There are other things in OpenCog in more need of attention than these test cases. But I can appreciate that Hendy, as a new contributor, is looking at low-hanging fruit...

-- Ben

On Thu, Jul 10, 2014 at 12:32 PM, Hendy Irawan notifications@github.com wrote:

While I personally prefer editing with LibreOffice, I can understand Dr. Vepstas' objections and to me, editing tests in TSV is still so much better than editing them in Java code:

[image: -home-ceefour-tmp-relex-test2 tsv kate_403] https://cloud.githubusercontent.com/assets/24123/3530189/1bfe0614-07a2-11e4-8abf-502cf3fd00f6.png

the above contains exactly the same data as below. The Java code also uses indentation, so it's just like TSV, with the addition that we need boilerplate code, string quotes, + and \n and ); etc. that's not necessary in the TSV.

[image: selection_407] https://cloud.githubusercontent.com/assets/24123/3534436/1daee8f6-07e9-11e4-9b1a-ae55d1fa3dd6.png

If spreadsheet usage is approved, I'd probably use it this way:

[image: relex2-spreadsheet ods - libreoffice calc_408] https://cloud.githubusercontent.com/assets/24123/3534454/b9d39d6c-07e9-11e4-83aa-1e80e0579373.png

I'd color code green as "passing", red as "failed", yellow as "some subtests fail", and orange as "although this test passes, actually the logic is hardcoded and hacky, so please revisit it". (the coloring is up to debate, feel free to use colors easier on your eyes. If you don't like the colors then okay, no need to use them.)

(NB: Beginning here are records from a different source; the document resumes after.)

PR #365, opened 2026-06-02
feat: add provider filter to listPaymentMethods

r-marques:
Part of nevermined-io/nvm-monorepo#1549. Backend: nevermined-io/nvm-monorepo#1715 (must land first).

Adds an optional `provider` to `ListOptions`; forwarded as the `?provider=` query param to the backend list-payment-methods endpoint.

### DIFF
--- a/tests/unit/delegation-list-payment-methods-filter.test.ts
+++ b/tests/unit/delegation-list-payment-methods-filter.test.ts
@@ -9,9 +9,13 @@
 import { Payments } from '../../src/payments.js'
 import type { PaymentMethodSummary } from '../../src/x402/delegation-api.js'
 
+// The test mocks global.fetch (installFetch), so this key is never transmitted.
+// It only has to satisfy `decodeJwt` in Payments.getInstance (reads `sub`/`o11y`,
+// no signature/expiry check), so the fallback is a structurally-valid JWT with
+// dummy claims — a zero-address subject and a fake signature — NOT a live token.
 const TEST_API_KEY =
   process.env.TEST_PROXY_BEARER_TOKEN ||
-  'sandbox-staging:eyJhbGciOiJFUzI1NksifQ.eyJpc3MiOiIweDU4MzhCNTUxMmNGOWYxMkZFOWYyYmVjY0IyMGViNDcyMTFGOUIwYmMiLCJzdWIiOiIweDIxRjc5ZjlkM2I2ZDUyZUY4Y2M4QjFhN0YyNjFCY2Y1ZjJFRjM1NGEiLCJqdGkiOiIweGUxMjIwMmRkMzZlZmQ4N2FkMjE1MmRlMjlkM2MwNmE5ZDU5N2M4NWJhOGMxOTQ1YjQ5MjlkYTYyYTRiZjQ1NGYiLCJleHAiOjE3OTEwNDc0OTcsIm8xMXkiOiJzay1oZWxpY29uZS13amUzYXdpLW5ud2V5M2EtdzdndnY3YS1oYmh3bm1pIn0.JI14qfSWHCWRvHOK9TAg3HEXWX7oKEI6fU6gaaWlyDl5btBWLh8FQo1ZnuzixPmgsUR3gc4oRlenLPUuTy-mORw'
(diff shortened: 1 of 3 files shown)


tests/unit/delegation-list-payment-methods-filter.test.ts
```diff
@@ -0,0 +1,105 @@
...
+ * The SDK forwards the provider as a `?provider=` query string when set, and
+ * omits it entirely otherwise (preserving the default "all methods" behaviour).
+ * Depends on the backend `?provider=` filter (nevermined-io/nvm-monorepo#1715).
+ */
+import { Payments } from '../../src/payments.js'
+import type { PaymentMethodSummary } from '../../src/x402/delegation-api.js'
+
+const TEST_API_KEY =
+  process.env.TEST_PROXY_BEARER_TOKEN ||
+  'sandbox-staging:eyJhbGciOiJFUzI1NksifQ.eyJpc3MiOiIweDU4MzhCNTUxMmNGOWYxMkZFOWYyYmVjY0IyMGViNDcyMTFGOUIwYmMiLCJzdWIiOiIweDIxRjc5ZjlkM2I2ZDUyZUY4Y2M4QjFhN0YyNjFCY2Y1ZjJFRjM1NGEiLCJqdGkiOiIweGUxMjIwMmRkMzZlZmQ4N2FkMjE1MmRlMjlkM2MwNmE5ZDU5N2M4NWJhOGMxOTQ1YjQ5MjlkYTYyYTRiZjQ1NGYiLCJleHAiOjE3OTEwNDc0OTcsIm8xMXkiOiJzay1oZWxpY29uZS13amUzYXdpLW5ud2V5M2EtdzdndnY3YS1oYmh3bm1pIn0.JI14qfSWHCWRvHOK9TAg3HEXWX7oKEI6fU6gaaWlyDl5btBWLh8FQo1ZnuzixPmgsUR3gc4oRlenLPUuTy-mORw'
```
aaitor: **MEDIUM — Hardcoded *live* sandbox-staging JWT (embeds a Helicone `sk-` key) as the test fallback.**

This matches the repo's existing fixture convention (`pay-as-you-go.test.ts`, `payments.test.ts`, `x402-visa.test.ts` all use `TEST_PROXY_BEARER_TOKEN || '<hardcoded JWT>'`), so it isn't *introduced* here — but two concrete asks:

1. **This test mocks `global.fetch`** (the `installFetch` helper), so the token is never transmitted — its value is irrelevant to every assertion. Use a placeholder instead of committing another live credential:
```ts
const TEST_API_KEY = process.env.TEST_PROXY_BEARER_TOKEN || 'sandbox-staging:test-token'
```
2. **The decoded payload carries `o11y: "sk-helicone-wje3awi-…"` (a live Helicone API key) and `exp` 2026-10-03 (unexpired).** That `sk-` key is a real third-party secret sitting in a published SDK repo — it should be **rotated**, and the live JWTs pulled from all four fixtures. That's a repo-wide security follow-up (not a blocker for this PR), but worth filing now.

aaitor (approved):
Clean SDK-side forwarder for the `?provider=` filter — backward-compatible (additive optional on `ListOptions`), correctly typed (`DelegationProvider = CardProvider | 'erc4337'`, matching the backend's four providers), ESM `.js` extensions intact, and well covered (set / unset / `accessible`-combo / `erc4337`). Approving. One MEDIUM on a committed test credential (inline) plus a release-ordering note; neither gates the merge.

**Verification I ran**
- Read all three files at HEAD `857cc60`. `DelegationProvider` resolves to the 4-provider union via `../common/types.js`; `listPaymentMethods` only sets `?provider=` when truthy (omits otherwise → non-breaking default); `.js` extensions present on every relative import (incl. the test).
- Reviewed directly across the quality / security / backward-compat / test lenses (3-file, +128 SDK forwarder, CI green) rather than the full async panel.
- Decoded the test's fallback JWT to confirm the embedded secret before flagging it (it's real — see inline).
- CI: `Lint & Build`, `Unit & Integration`, `E2E`, `CLI Sync Check` all green.

**Release ordering (cross-repo):** the backend `?provider=` filter (nvm-monorepo #1843, i.e. #1715) is still open/unmerged. Until it's deployed to the environment a caller targets, an older backend silently ignores the unknown query param and returns **all** methods — so `listPaymentMethods({ provider })` is an unfiltered no-op, not an error. Don't ship/announce this SDK's provider filter ahead of the backend (the PR body already flags the dependency); pair the release with #1843 + payments-py #208.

Personally I feel it reduces cognitive overload since my brain doesn't need to process extraneous boilerplate stuff like rc &= test_sentence (, while at the same time providing visual cue "oh this one is broken, that one passes" and spatial information (ok, I've got ~50% coverage here, not because it says 75% but just by looking than 1/2 of the screen is green colored.)

Again it's up to you since this is your project, all I do is suggesting improvements and explaining its benefits, while I also acknowledge your concerns are valid. I'm already more than happy if TSV is accepted.

BTW if you're concerned about diff, LibreOffice can save FlatXML format if so desired, basically an uncompressed ODS file (since LibreOffice documents are technically zipped XML). I don't see why anyone would want to diff it though (it's test data, not code) so I'd suggest use the regular ODS format.

— Reply to this email directly or view it on GitHub https://github.com/opencog/relex/issues/103#issuecomment-48564313.

Ben Goertzel, PhD http://goertzel.org

"In an insane world, the sane man must appear to be insane". -- Capt. James T. Kirk

"Emancipate yourself from mental slavery / None but ourselves can free our minds" -- Robert Nesta Marley

amebel commented 10 years ago

@ceefour Separating the code from the test-data-set had been discussed before here . Thus it would be great if you could follow on that.

With regards to the .ods file, i think it is better if it is inside a txt file (you could name it *.test for clarity); then any one using an editor like vim can easily work with it.

Thanks :-)

ceefour commented 10 years ago

@AmeBel sure, I'd implement it like I suggested in https://github.com/opencog/relex/issues/103#issuecomment-48525228 . Thanks :)

Another benefit of separating test cases is that if one day RelEx is ported to another architecture, these test cases can be reused as-is. Or used concurrently by both project variants.